RECORDS FOR THIS EXERCISE:
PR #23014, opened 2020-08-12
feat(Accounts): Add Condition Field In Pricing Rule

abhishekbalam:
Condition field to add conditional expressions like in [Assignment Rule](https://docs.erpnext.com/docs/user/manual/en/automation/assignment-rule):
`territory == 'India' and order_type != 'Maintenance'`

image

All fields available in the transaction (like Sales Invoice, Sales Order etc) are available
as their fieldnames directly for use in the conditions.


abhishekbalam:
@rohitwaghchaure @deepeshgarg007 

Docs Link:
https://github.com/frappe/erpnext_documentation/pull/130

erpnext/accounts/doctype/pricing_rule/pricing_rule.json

WHAT YOU WILL DO: Print every record above exactly as it stands.

ANSWER SPACE:
PR #23014, opened 2020-08-12
feat(Accounts): Add Condition Field In Pricing Rule

abhishekbalam:
Condition field to add conditional expressions like in [Assignment Rule](https://docs.erpnext.com/docs/user/manual/en/automation/assignment-rule):
`territory == 'India' and order_type != 'Maintenance'`

image

All fields available in the transaction (like Sales Invoice, Sales Order etc) are available
as their fieldnames directly for use in the conditions.


abhishekbalam:
@rohitwaghchaure @deepeshgarg007 

Docs Link:
https://github.com/frappe/erpnext_documentation/pull/130

erpnext/accounts/doctype/pricing_rule/pricing_rule.json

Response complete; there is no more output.